Women have become one of golf's great hopes, which is why the PGA of America and LPGA and other organizations have scheduled many promotions and named June as Women's Golf Month. "I am optimistic about this," said Pam Swensen, chief executive of the 18,000-member Executive Women's Golf Association, another of the organizing groups. "With where the industry is right now, this is one of the avenues that will allow it to grow."
That will mean getting more women interested in golf and getting golf facilities more interested in attracting women golfers. Swensen said that will entail everything from creating a welcoming environment at the bag drop to making women's equipment more available and prominent in pro shops to setting up women's tees differently to having clean restrooms.
"That might sound trivial, but it's not," Swensen said on the phone from Palm Beach Gardens, Fla., adding that restrooms ranked high in an EWGA survey on what women golfers want.
A study by the National Golf Foundation said that only 22 percent of golfers are women. Swensen said that her group's data indicate the number is closer to 20, which means there is room for expansion. She said that people in the golf business have become more receptive to women's ideas, such as those on course setup. Even from the current front tees, most women can't reach most par-4 greens in two shots.
So there is a frustration over not being able "to play the game the way it's supposed to be played," said Swensen, a 25 handicap who took up golf 16 years ago when she was a NYNEX executive and thought it would help her in business. She added that the EWGA would like to see two sets of women's tees on each hole, with courses playing 4,200 from the front. The group also would like to see fairway yardage markers inside 100 yards, which most courses don't have but which many women players could use.

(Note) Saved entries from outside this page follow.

PR #2291, opened 2023-11-20
Use oldest-supported-numpy

enzbus:
For https://github.com/bodono/scs-python/issues/77; @phschiele @SteveDiamond you can try the CI on this PR, hopefully it works.

### DIFF
--- a/continuous_integration/install_dependencies.sh
+++ b/continuous_integration/install_dependencies.sh
@@ -52,7 +52,7 @@ if [[ "$RUNNER_OS" != "Windows" ]]; then
 fi
 
 # SCIP only works with scipy >= 1.5 due to dependency conflicts when installing on Linux/macOS
-if [[ "$PYTHON_VERSION" == "3.9" ]] || [[ "$RUNNER_OS" == "Windows" ]]; then
+if [[ "$PYTHON_VERSION" == "3.9" ]] && [[ "$RUNNER_OS" == "Windows" ]]; then
   conda install pyscipopt
 fi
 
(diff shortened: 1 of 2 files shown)


SteveDiamond:
It didn't work with oldest-supported-numpy, so trying again with the explicit NumPy versions.

enzbus:
Ok, looks good. It fixed the issue on 3.8. It fails on Windows because we're building from source (you may also add `openblas` to the conda installs, for fun), when installing from pip/pypi it doesn't matter. Then some other failures seem to be due to `scip`.

enzbus:
You can rerun with the `oldest-supported-numpy` to see if there are different failures?

SteveDiamond:
In the interest of getting things working I dropped the pyscipopt installation on linux and mac.

enzbus:
I got the needed fixes from both PRs, if this passes all tests I think you can merge. Also consider the CLA signed. Thanks!

SteveDiamond:
There are some other changes needed. The main PR now is https://github.com/cvxpy/cvxpy/pull/2292

SteveDiamond:
Addressed in #2292

enzbus:
OK @SteveDiamond @phschiele but you can still replace all the `numpy` clauses in the build section of your `pyproject.toml` with `oldest-supported-numpy`. As you see it passes all tests. It is the official solution by the Numpy team for that job, makes things cleaner and more maintenable for you. Sorry but I have to act whenever I see unnecessary complications in dependencies, especially in their package management code. Thanks!

SteveDiamond (approved):

Issue #2287, opened 2023-11-08
pypi dependencies list clarabel twice


adfea9c0:
**Describe the bug**
Looking at the pypi dependencies for 1.4, I see:

```bash
 $ curl https://pypi.org/pypi/cvxpy/1.4/json -H "Accept: application/json" | jq '.info.requires_dist'
  % Total    % Received % Xferd  Average Speed   Time    Time     Time  Current
                                 Dload  Upload   Total   Spent    Left  Speed
100 25023  100 25023    0     0  2036k      0 --:--:-- --:--:-- --:--:-- 2036k
[
  "osqp >=0.6.2",
  "ecos >=2",
  "clarabel >=0.5.0",
  "scs >=3.0",
  "numpy >=1.15",
  "scipy >=1.1.0",
  "pybind11",
  "cylp >=0.91.5 ; extra == 'cbc'",
  "clarabel ; extra == 'clarabel'",
  "cvxopt ; extra == 'cvxopt'",
  "diffcp ; extra == 'diffcp'",
  "ortools <9.8,>=9.5 ; extra == 'glop'",
  "cvxopt ; extra == 'glpk'",
  "cvxopt ; extra == 'glpk_mi'",
  "gurobipy ; extra == 'gurobi'",
  "scipy >=1.6.1 ; extra == 'highs'",
  "Mosek ; extra == 'mosek'",
  "ortools <9.8,>=9.5 ; extra == 'pdlp'",
  "piqp ; extra == 'piqp'",
  "proxsuite ; extra == 'proxqp'",
  "PySCIPOpt ; extra == 'scip'",
  "scipy ; extra == 'scipy'",
  "setuptools >65.5.1 ; extra == 'scs'",
  "xpress ; extra == 'xpress'"
]
```

Clarabel is listed twice (`"clarabel >=0.5.0"` and `"clarabel ; extra == 'clarabel'"`) with the first inclusion being unconditional. Based on my reading of the website this is probably unintentional? Should clarabel be optional?

SteveDiamond:
Clarabel should not be optional

rileyjmurray:
That line in the docs (and perhaps a few others) definitely needs to be
updated.

Transurgeon:
@adfea9c0 Thanks for pointing this out! I am currently working on a PR that tries to refactor the "advanced features" page. I will make sure to replace Clarabel instead of ECOS in the docs. 
Was there any other issues that you noticed? Any feedback can be helpful :)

What a person can conclude from those requests is that the women's golf group is advocating mostly minor changes, not a major overhaul. Women golfers do like the game and have been playing it since its earliest days in the U.S.
Swensen is especially proud of the EWGA's Long Island chapter, which is the largest in the country with more than 1,000 members who play matches all over Nassau and Suffolk every week. Mahoney is a member and one of the tournament organizers. She was playing in one of those at Hamlet Wind Watch on May 12, "a dreary day," she said that prompted her to use her driver on the 206-yard seventh hole. The shot went in, and she and the rest of her foursome were high-fiving and taking photos.
"Many women who play golf are just as passionate as the male golfer," she said, adding that she took it up only eight years ago during a trip to Florida, where her sister and brother-in-law live on a course. "We watch it on TV, we know who the players are, we know how to play, where to play. We're not just someone who wants to buy those golf outfits."
She also runs a league for about 50 women on Sunday mornings, which might be a glimpse of golf's future. "We play in anything but lightning," she said. "We play in rain, in snow. There are times when we're the only ones on the course. We're serious about golf."
In a business that is looking for new customers, the golf industry likely will become more serious about them.